From the data, copy out every line in which the word "phase" appears.

***** Material shown

PR #266, opened 2026-01-20
Fix --dump-test-list

camillobruni:
We moved the params parsing partially to the Params which was not use in cli.js
Directly use the cli-only arguments in cli.js instead.

### DIFF
--- a/tests/helper.mjs
+++ b/tests/helper.mjs
@@ -37,6 +37,7 @@ export function logInfo(...args) {
 }
 
 export function logError(...args) {
+  let error;
   if (args.length == 1 && args[0] instanceof Error)
     error = args[0];
   const text = args.join(" ");


cli.js
```diff
@@ -109,12 +109,15 @@ function parseCliFlag(argument) {
         throw Error(message);
     }
     let value = parts.slice(1).join("=");
-    if (flagName === "no-prefetch") value = "false";
+    if (flagName.startsWith("no-")) value = "false";
```
danleh: Do we have some other parameter that uses this `--no` prefix? Or rather: all other boolean parameters are set to false by default, whereas `prefetchResources` is true, right? So maybe don't generify this just yet, since supplying, e.g., `--no-ramification` does nothing, right?

PR #274, opened 2026-02-05
Prepare in-depth.html work

camillobruni:
- Format in-depth.html
- Add empty in-depth.html sections for the new workloads
- Add unit tests to check that all benchmarks have a matching in-depth entry

First steps to address #199.

Issue #199, opened 2025-10-13
Update subtest descriptions / help texts


camillobruni:
Many entries in in-depth.html are outdated or need to be added for new workloads.

PR #275, opened 2026-02-06
Add Wasm descriptions to in-depth.html, grey out non-default workloads

danleh:
This is based on top of https://github.com/WebKit/JetStream/pull/274, so let's merge that one first. @camillobruni 

This PR:
- Adds descriptions for all Wasm workloads.
- Extends the test to check that the `<dt>` tag text contents matches the `id="..."` id property.
- Adds a CSS style for non-default workloads (slightly grayed-out).
- Extends the text to check that all non-default workloads from the `JetStreamDriver.js` have this CSS class set.
- (very minor drive-by:) Add some padding at the bottom of in-depth.html

Fixes the wasm part of https://github.com/WebKit/JetStream/issues/199

### DIFF
--- a/in-depth.html
+++ b/in-depth.html
@@ -88,7 +88,7 @@
             </p>
 
             <p>
-                All but one of JetStream 3's benchmarks run for N iterations, where N is often 120.
+                All but two of JetStream 3's benchmarks run for N iterations, where N is often 120.
                 JetStream 3 calculates the startup score from the time it takes to run the first iteration.
                 The worst case score is the average of the worst M iterations, excluding the first iteration.
                 M is always less than N, and is usually 4.
@@ -142,7 +142,7 @@
             </h3>
 
             <p>
-                The greyed-out workloads are not run by default but can be manually enabled on the command-line or via
+                The <span style="color: var(--text-color-very-subtle);">greyed-out workloads</span> are not run by default but can be manually enabled on the command-line or via
                 the <i>testList</i> URL parameter.
             </p>
 


tests/run-browser.mjs
```diff
@@ -238,6 +254,67 @@ async function benchmarkResults(driver) {
     return JSON.parse(resultsJSON);
 }
 
+async function inDepthPageTest(driver) {
+    await driver.get( `http://localhost:${PORT}/in-depth.html`);
```
kmiller68:
```suggestion
    await driver.get(`http://localhost:${PORT}/in-depth.html`);
```

in-depth.html
```diff
@@ -32,769 +33,860 @@
...
+                For most of the JavaScript and WebAssembly benchmarks in JetStream 3, individual scores equally weigh
+                startup performance, worst case performance, and average case performance.
+                These three metrics are crucial to running performant JavaScript and WebAssembly in the browser.
+                Fast startup times lead browsers to loading pages more quickly.
+                Good worst case performance ensures web applications can run without hiccups.
+                Fast average case performance makes it so that the most advanced web applications can run at all.
+            </p>
+
+            <p>
+                All but one of JetStream 3's benchmarks run for N iterations, where N is often 120.
```
kmiller68: This seems incorrect now since typescript (any others?) is also a run once benchmark.

kmiller68 (approved):
LGTM with some suggestions

in-depth.html
danleh: Ah, I didn't know of any others. Typescript also seems to be the only one with `worstCaseCount: 0`, so I changed this to `All but two`.

PR #279, opened 2026-02-12
Auto-add tags to in-depth.html

camillobruni:
Use the benchmark definitions from JetStreamDriver.js to add tags to each workload title.

- Add tags
- Add links to run workload matching a tag
- Add links to run a single workload
- Improve in-depth.html css a bit to use less spacing around headers and the first definition

### DIFF
--- a/in-depth.html
+++ b/in-depth.html
@@ -139,9 +139,18 @@
             </h3>
 
             <p>
+<<<<<<< HEAD
                 The <span style="color: var(--text-color-very-subtle);">greyed-out workloads</span> are not run by default but can be manually enabled on the command-line or via
                 the <code>?test=</code> URL parameter.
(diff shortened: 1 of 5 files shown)


in-depth.html
```diff
@@ -885,8 +882,40 @@ <h3>
...
+    <script src="utils/params.js"></script>
+    <script src="JetStreamDriver.js"></script>
+    <script>
+        (function () {
+            for (const benchmark of BENCHMARKS) {
+                let dt = document.getElementById(benchmark.name);
+                if (!dt) continue;
+
+                if (benchmark.tags.has("disabled"))
+                    dt.classList.add("non-default");
```
danleh: Right now, this is done statically in the html, do you want to replace that completely with this dynamic code? Right now, this is superfluous.

PR #283, opened 2026-02-19
Partially address babylonjs leak

camillobruni:
We don't dispose of the babylon scene and engine which means we leak almost 100MB of cached data per iteration.

### DIFF
--- a/babylonjs/benchmark/scene.js
+++ b/babylonjs/benchmark/scene.js
@@ -55,7 +55,7 @@ class Benchmark {
   }
 
   async runIteration() {
-    const {classNames, cameraRotationLength, dispose: disposer} = await BabylonJSBenchmark.runComplexScene(
+    const {classNames, cameraRotationLength, disposer} = await BabylonJSBenchmark.runComplexScene(
       this.preloaded.fortData,
       this.preloaded.cannonData,
       this.preloaded.particlesJson,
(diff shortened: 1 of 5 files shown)


camillobruni:
As per discussions – too risky to land for v3.0, let's only land it on the main branch.

babylonjs/benchmark/scene.js
```diff
@@ -76,4 +78,10 @@ class Benchmark {
     if (value != expected)
       throw new Error(`Expected ${name} to be ${expected}, but got ${value}`);
   }
+
+  postIteration() {
+    // FIXME: move to measured phase. 
+    this.sceneDisposer();
+  }
```
kmiller68, line 85: Since we're not doing this in JS3 should we move this to runIteration?

babylonjs/benchmark/startup.js
```diff
@@ -80,4 +82,9 @@ class Benchmark extends StartupBenchmark {
     if (value != expected)
       throw new Error(`Expected ${name} to be ${expected}, but got ${value}`);
   }
+
+  postIteration() {
+    // FIXME: move to measured phase.
+    this.sceneDisposer();
+  }
```
kmiller68, line 89: Ditto.

kmiller68 (approved):
LGTM with comment.

PR #285, opened 2026-02-25
Prepare in-depth.html work (backmerge of #274)

camillobruni:
Backmerge of #274 (ad5e39771904b63750ae410fb00b71c9d2992b03):

- Format in-depth.html
- Add empty in-depth.html sections for the new workloads
- Add unit tests to check that all benchmarks have a matching in-depth entry

First steps to address #199.

### DIFF
--- a/in-depth.html
+++ b/in-depth.html
@@ -24,6 +24,7 @@
 -->
 <!DOCTYPE html>
 <html>
+
 <head>
     <meta charset="utf-8" />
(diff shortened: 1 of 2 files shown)


danleh (approved):
LGTM, looks the same as #274, as it should. Since we already discussed this in the meeting last week, I think it's fine if you just merge this to 3.0.

Issue #42, opened 2014-12-17
Automated child table triggers (WAS: Inherit DELETE/UPDATE triggers from parent)


davidblewett:
Currently, DELETE and UPDATE triggers that are defined on the parent will be silently ignored if they trigger action in a child table. INSERT triggers fire correctly, but from what I can tell, DELETE/UPDATE do not at all. I'm trying to automate updating an external system on changes to any data in the child tables. I can create them manually, but it would be great if pg_partman did it when it created new partitions.

keithf4:
See if RULES can be handled here as well. See https://github.com/keithf4/pg_partman/issues/121

1803:
**Trigger inheritance:**

_This is still WIP._

Side note: to make sure the `before insert` partitioning trigger fires last (we don't want to override any default value triggers etc.) it is suggested to name it z_[table_name]_[suffix].

**Concept:**

1. Not all triggers should be inherited;
2. There is no reason to create two or more triggers with different names, but calling the same trigger function on the same condition (`tgtype`);
3. There is no need to use `when` clause in triggers since all the checks can be done inside the trigger function (just for simplicity);
_4. There are situations when trigger function code might need to be adjusted (for example my case with `update` might use this feature); [not impletemented]_
_5. Triggers may change, thus a function is needed that can remove triggers and/or functions; [not impletemented]_
_6. New child-tables can be added and triggers should be applied to them automatically; [not implemented]_

As a result:

There's a table `referencing part_config(parent_name)` that keeps list of triggers for each parent table. It also stores the trigger type (`consistent` - same trigger function for all tables, `custom` - trigger function should be created for each table). For custom triggers an additional field is used that stores function source and name prefix. The point of custom functions is to adjust trigger code for each table (in my case for performance reasons).

Trigger creation is done in a stored procedure that uses a for cycle that checks if the trigger with same tgtype and function exists on each table of parittion.

Some changes need to be done to `run_maintenance` function to reflect the need to create triggers for newly created child-tables

User should specify the triggers that need to be inherited by adding a corresponding row to the `part_trigger` table.

Here's the code:

http://pastebin.com/w3jzQBDu

Keep in mind: for test case you need to create extension, then apply the patch and then proceed.

keithf4:
Looks very interesting so far! Just did a quick overview so far and didn't really dig into exactly how it all works, but just some notes for now.

- Please separate out your timezone changes from this. That is a different issue and any changes related to that should go into their own change set.

[...]

PR #43, opened 2014-12-23
Trigger Inheritance Implementation

jaggel:
I used the same approach as inherit fks so I added a column to
part_config (with default false though), implemented the
apply_triggers.sql and modified accordingly the create_parent and
create_time_partition to integrate the inherit_tg option.

Just trying to provide a solution / implementation for issue #42


keithf4:
Closing this pull request since it cannot be implemented. I will leave issue https://github.com/keithf4/pg_partman/issues/42 open until I figure something out for triggers, though.

PR #50, opened 2015-03-17
Added double quotes to to make privilege grantees delimited identifier

keithlyon:
Previous to this, if any compound role names (e.g. first.last) had been defined in the cluster, create_parent() would fail with ERROR:  syntax error at or near .


keithf4:
I have plans to do a whole rework of pg_partman to support reserved words & special characters in all object names, not just for role names. It's a lot of work, so it will take a while. Thanks, though!

PR #84, opened 2016-01-20
fix: do not work when partition table has no data

wonder365:
If the system halt for a few days, there is no data in partition table， run_maintenance do not create any new partitions.


keithf4:
Once you start inserting data again, run_maintenance should start making new partitions again. The data may go to the parent, but running partition_data_time() should fix that and get things running back to normal.

Seems different people want it to work different ways, so I'm going to be making it optional whether partitions continue being created when no data exists. No ETA on when I'll be getting that in, but appreciate the tip for where I can add the optional code in!

keithf4:
Version 2.3.0 has been released. There is now an option in the part_config table ( `infinite_time_partitions`) that will allow time-based partitions to continue being created infinitely, even with no new data. By default it is set to false, so just update the config table for the partition sets you want this to happen for.

Also, your push request didn't quite fix the issue properly. So if you implemented that in your own copy, I'd recommend looking how I did it or just update to 2.3.0.

PR #88, opened 2016-02-10
Fix conflict with intarray extension

lucasmo:
Without this fix, applying and dropping constraints does not work if the intarray extension is in the search path:
```
ERROR:  operator is not unique: smallint[] <@ smallint[]
LINE xx:         AND ARRAY[a.attnum] <@ con.conkey
```


keithf4:
Incorporated this into next version. Thanks for the fix!

keithf4:
This fix has been included in v2.3.0. Thanks!

PR #90, opened 2016-02-11
Use bigint instead of int for partition id in apply_constraints

lucasmo:
Fixes:
```
ERROR:  value "5499000000" is out of range for type integer
CONTEXT: PL/pgSQL function partman.apply_constraints(text,text,boolean,bigint,boolean) line 108 at SQL statement
```
I did a quick audit to see if this was an issue elsewhere and it doesn't appear to be.


keithf4:
Fixed in next release. Thanks again for all the bug fixes!

keithf4:
This fix has been included in v2.3.0. Thanks!

PR #99, opened 2016-03-10
Start partition number calculation fix

### LINKED ISSUE #98: Start partition number calculation
Hi!

Trying to run ```create_parent``` on existing table with lots of data I [found](https://github.com/keithf4/pg_partman/blob/master/sql/functions/create_parent.sql#L390-L395) it trys to run this: 
```sql
SELECT COALESCE('0', max('id')::bigint, 0) FROM "Schema"."Table" LIMIT 1
```
where ```'0'``` is value ```p_start_partition``` parameter. In my case this query executes in about 1.5-2 minutes. In combination with [access exclusive lock](https://github.com/keithf4/pg_partman/blob/master/sql/functions/create_parent.sql#L94) made before it creates some troubles. Is it really need to run this query when non-null ```p_start_partition``` is passed? If yes, maybe it's posstble to run this before locking table?

red-led:
Fixes #98

As I see this can't be moved before table lock, because ```v_top_parent_schema``` and ```v_top_parent_table``` are used, which should be determined after locking I believe. At least we can use ```p_start_partition``` without executing full-scan if it is set manually.

P.S. Sorry, I can't run test-case on my machine right now.

### DIFF
--- a/sql/functions/create_parent.sql
+++ b/sql/functions/create_parent.sql
@@ -387,12 +387,15 @@ IF p_type = 'id' THEN
 
     -- If custom start partition is set, use that.
     -- If custom start is not set and there is already data, start partitioning with the highest current value and ensure it's grabbed from highest top parent table
-    v_sql := format('SELECT COALESCE(%L, max(%I)::bigint, 0) FROM %I.%I LIMIT 1'
-                , p_start_partition::bigint
-                , p_control
-                , v_top_parent_schema
-                , v_top_parent_table);
-    EXECUTE v_sql INTO v_max;
+    IF p_start_partition IS NOT NULL THEN
+        v_max := p_start_partition::bigint;
+    ELSE
+        v_sql := format('SELECT COALESCE(max(%I)::bigint, 0) FROM %I.%I LIMIT 1'
+                    , p_control
+                    , v_top_parent_schema
+                    , v_top_parent_table);
+        EXECUTE v_sql INTO v_max;
+    END IF;
     v_starting_partition_id := v_max - (v_max % v_id_interval);
     FOR i IN 0..p_premake LOOP
         -- Only make previous partitions if ID value is less than the starting value and positive (and custom start partition wasn't set)


keithf4:
No worries on the test case. I don't merge code directly in through github unless it's made as a complete version upgrade. I'll check it out and add it in with the next patch set I'm working on. Thanks!

keithf4:
Also, concerning your documentation update, it should not be doing a full scan on the table if you have an index on the control column in place. If you don't have that index, I would highly recommend doing so otherwise you'll have major performance issues even after the partition set is created.

red-led:
In case where I have found this there was primary key on control column. Have no any other idea why it was so slow. To be absolutely sure I'll investigate into this with ```explain``` tomorrow.

red-led:
Ok. It's a little bit confusing me, but seems using constant in ```COALESCE``` is a problem.
Original query is going to scan whole table (runs in more then 1 mitute):
```SQL
EXPLAIN SELECT COALESCE('0', max(id)::bigint, 0) FROM "Schema"."Table" LIMIT 1
```
```
Limit  (cost=5339868.26..5339868.27 rows=1 width=0)
  ->  Aggregate  (cost=5339868.26..5339868.27 rows=1 width=0)
        ->  Seq Scan on "Table"  (cost=0.00..5339868.26 rows=102659026 width=0)
```

But if we just remove leading ```'0'``` in ```COALESCE``` magic happens:
```SQL
EXPLAIN SELECT COALESCE(max(id)::bigint, 0) FROM "Schema"."Table" LIMIT 1
```
```
Limit  (cost=0.85..0.86 rows=1 width=0)
  InitPlan 1 (returns $0)
    ->  Limit  (cost=0.57..0.85 rows=1 width=4)
          ->  Index Only Scan Backward using "Table_pkey" on "Table"  cost=0.57..28930418.86 rows=102659550 width=4)
                Index Cond: (id IS NOT NULL)
  ->  Result  (cost=0.00..0.01 rows=1 width=0)
```
Now query uses index and runs in less then 1msec!

This PR makes query look like second variant, so you're right, I should revert documentation update.

keithf4:
Hmm... looks like format() is being stupid and quoting that first parameter as a text value instead of leaving it bare integer. What plan does this give you?

```
EXPLAIN SELECT COALESCE('0'::bigint, max(id)::bigint, 0) FROM "Schema"."Table" LIMIT 1
```

keithf4:
Or if you can add that cast into the function itself here and try it, that would help me as well
https://github.com/keithf4/pg_partman/blob/master/sql/functions/create_parent.sql#L390

`v_sql := format('SELECT COALESCE(%L::bigint, max(%I)::bigint, 0) FROM %I.%I LIMIT 1'`

red-led:
@keithf4: I've tested it with ```'0'```, ```'0':bigint``` and ```0``` variants -- all have same plan.

keithf4:
They all do a seq scan if there's a third parameter at the beginning there? That doesn't make any sense if that value is actually an integer. Your first seq scan example made sense because it was assuming it was a text value and it's got an index on an integer value.

That first parameter is there as a check in case the p_start_partition argument is set, which is the whole reason for this issue.

keithf4:
Guess I'll just redo the logic there. I hadn't been running into any issues, even on really large tables, with doing `SELECT 0 FROM sometable LIMIT 1;`. Even though the plan says it's doing a seq scan, it seemed to do the smart thing and cut short actually scanning the whole table.

keithf4:
I've included your fix for the p_start_partition check in `create_parent()` for the next patch. Thanks!

red-led:
Yes, 
```SQL
EXPLAIN SELECT COALESCE(0, max(id)::bigint) FROM "Schema"."Table" LIMIT 1
```
has exactly same plan with all first argument versions. (LOL, ideally it should be instant, there is no matter whats in table).

This query runs in less than 1msec:
```SQL
SELECT 0 FROM  "Schema"."Table" LIMIT 1;
```
Plan:
```
Limit  (cost=0.00..0.05 rows=1 width=0)
  ->  Seq Scan on "Transactions"  (cost=0.00..5351660.28 rows=102885728 width=0)
```

I guess it may depend on some server customization like ```effective_io_concurrency``` or Planner Cost Constants.

P.S. ```PostgreSQL 9.5.1 on x86_64-pc-linux-gnu, compiled by gcc (GCC) 4.8.5 20150623 (Red Hat 4.8.5-4), 64-bit```

keithf4:
This has been incorporated into version 2.3.2. Closing Pull Request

**********

▶ Task response
+    // FIXME: move to measured phase. 
+    // FIXME: move to measured phase.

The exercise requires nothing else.